Softmax Actor Critic

class rlforge.agents.policy_gradient.softmax_actor_critic.SoftmaxActorCriticAgent(actor_step_size, critic_step_size, avg_reward_step_size, num_actions, dims_ranges, temperature=1, iht_size=4096, num_tilings=8, num_tiles=8, wrap_dims=())

Softmax Actor-Critic Agent with average reward baseline.

This agent implements a vanilla actor-critic algorithm using tile coding for feature extraction and linear function approximation for both the actor (policy) and critic (value function). The actor updates are guided by the temporal-difference (TD) error, and actions are selected using a softmax distribution over action preferences.

Parameters

actor_step_sizefloat

Learning rate for the actor updates.

critic_step_sizefloat

Learning rate for the critic updates.

avg_reward_step_sizefloat

Step size for updating the average reward baseline.

num_actionsint

Number of discrete actions available in the environment.

dims_rangeslist of tuple

Ranges for each state dimension, used by the tile coder.

temperaturefloat, optional

Temperature parameter for softmax exploration (default=1).

iht_sizeint, optional

Size of the index hash table for tile coding (default=4096).

num_tilingsint, optional

Number of tilings used in tile coding (default=8).

num_tilesint, optional

Number of tiles per dimension (default=8).

wrap_dimstuple, optional

Dimensions to wrap in tile coding (default=()).

end(reward)

Complete an episode.

Performs a final update of the actor and critic using the terminal reward and the last cached state-action pair.

Parameters

rewardfloat

Final reward received at the end of the episode.

get_td_error(prev_tiles, reward, active_tiles, avg_reward)

Compute the temporal-difference (TD) error.

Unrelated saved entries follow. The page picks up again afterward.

Issue #1135, opened 2025-02-11
Suport for Python 3.13


marcus-oscarsson:
General issue for discussing whats needed to update to support `Python 3.13`

marcus-oscarsson:
Did anyone try to run with `Python 3.13` lately ?

PR #1138, opened 2025-02-11
Drop support for Python 3.8 and Python 3.9

### LINKED ISSUE #1046: Python 3.8 end of life

fabcor-maxiv:
Drop support for Python 3.8 and Python 3.9

Supported versions are:
* Python 3.10
* Python 3.11

Update all tools that were stuck on older versions because the tools themselves dropped Python 3.8.

Format and remove lint according to newest tool versions.

Update and clean-up the content of `pyproject.toml`, in particular use the `[project]` table now that it is supported by Poetry.

Update more development dependencies.

Remove unused `pylint` development dependency.

GitHub: fix https://github.com/mxcube/mxcubecore/issues/1046

### DIFF
--- a/pyproject.toml
+++ b/pyproject.toml
@@ -1,13 +1,15 @@
-[tool.poetry]
+[project]
 name = "mxcubecore"
 version = "1.228.0"
 license = "LGPL-3.0-or-later"
 description = "Core libraries for the MXCuBE application"
-authors = ["The MXCuBE collaboration <mxcube@esrf.fr>"]
+authors = [
+    {name = "The MXCuBE collaboration", email = "mxcube@esrf.fr"},
+]
 maintainers = [
-    "Marcus Oscarsson <mxcube@esrf.fr>",
-    "Rasmus H. Fogh <rhfogh@globalphasing.com>",
-    "Antonia Beteva <beteva@esrf.fr>",
+    {name = "Marcus Oscarsson", email = "mxcube@esrf.fr"},
+    {name = "Rasmus H. Fogh", email = "rhfogh@globalphasing.com"},
+    {name = "Antonia Beteva", email = "beteva@esrf.fr"},
 ]
 readme = "README.md"
 homepage = "http://github.com/mxcube/mxcubecore"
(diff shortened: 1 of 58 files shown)


pyproject.toml
```diff
@@ -122,6 +122,12 @@ mxcubecore/HardwareObjects/XSDataMXv1.py,
 
 [tool.black]
 line-length = 88
+required-version = "25"
```
marcus-oscarsson, line 128: What does this `required-version = "25"` mean ?

marcus-oscarsson: ah, its the required version of `black` ?

fabcor-maxiv: > What does this `required-version = "25"` mean ?
> ah, its the required version of `black` ?

Yes: https://black.readthedocs.io/en/stable/usage_and_configuration/the_basics.html#required-version

Hopefully this would give an helpful error message in case someone is running an outdated version of black.

rhfogh (commented):
I approve (even the changes to GPhL code ;-) ), but just one question:

Were we not supposed to support Python 3.12 also?

elmjag:
> Were we not supposed to support Python 3.12 also?

MXCuBE have never supported 3.12 before, at least officially.

Maybe it works perfectly fine in 3.12. But we should test it first, and make a PR that adds 3.12 to supported versions.

rhfogh:
@elmjag OK, one version at a time, then

rhfogh (approved):

marcus-oscarsson:
I guess we can remove most of the `from __future__ import` as well ?

fabcor-maxiv:
> I guess we can remove most of the `from __future__ import` as well ?

Yes, I have a plan for this: [_`pyupgrade`_](https://pypi.org/project/pyupgrade/) and maybe even [_`refurb`_](https://pypi.org/project/refurb/) as *pre-commit* hooks. I tried those on other code bases and it went smooth.

fabcor-maxiv:
> > Were we not supposed to support Python 3.12 also?
> 
> MXCuBE have never supported 3.12 before, at least officially.
> 
> Maybe it works perfectly fine in 3.12. But we should test it first, and make a PR that adds 3.12 to supported versions.

We can do both 3.12 and 3.13 in one go: <https://github.com/mxcube/mxcubecore/issues/1135>.

marcus-oscarsson:
> We can do both 3.12 and 3.13 in one go: https://github.com/mxcube/mxcubecore/issues/1135.
We can try but I think 3.12 will be easier than 3.13 at least from a web point of view.

marcus-oscarsson:
> Yes, I have a plan for this: [_`pyupgrade`_](https://pypi.org/project/pyupgrade/) and maybe even [_`refurb`_](https://pypi.org/project/refurb/) as _pre-commit_ hooks. I tried those on other code bases and it went smooth.

Ok, perfect. So you would like to do that in a spereate PR then ?

marcus-oscarsson:
I'm sorry, I would have preferred if we at-least finish the pending discussions before we merge.

fabcor-maxiv:
> Ok, perfect. So you would like to do that in a spereate PR then ?

Yes, that's my plan

fabcor-maxiv:
Ouch! I did not think about `.github/workflows/create-tag.yml`. This workflow generated a `v` tag.

fabcor-maxiv:
Issue ticket to handle this: <https://github.com/mxcube/mxcubecore/issues/1142>.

Calculates the TD error using the reward, average reward baseline, the critic’s prediction for the next state, and the critic’s prediction for the previous state.

Parameters

prev_tilesarray-like

Active tiles for the previous state.

rewardfloat

Reward received for the transition.

active_tilesarray-like

Active tiles for the current state.

avg_rewardfloat

Current estimate of the average reward baseline.

Returns

float

The computed TD error.

reset()

Reset the agent.

Resets the actor and critic weights to their initial values and clears the average reward baseline.

select_action(q_values, temperature)

Select an action using a softmax distribution.

Parameters

q_valuesarray-like

Action preferences or Q-values for the current state.

temperaturefloat

Temperature parameter controlling exploration.

Returns

int

The action selected by sampling from the softmax distribution.

start(new_state)

Begin a new episode.

Extracts active tiles for the initial state, computes action preferences, selects an action using softmax, and caches the state-action pair for future updates.

Parameters

new_statearray-like

The initial state observed from the environment.

Returns

int

The action selected by the agent.

step(reward, new_state)

Take a step in the environment.

Updates the actor and critic weights using the TD error and average reward baseline, then selects the next action.

Parameters

rewardfloat

Reward received from the previous action.

new_statearray-like

The new state observed from the environment.

Returns

int

The next action chosen by the agent.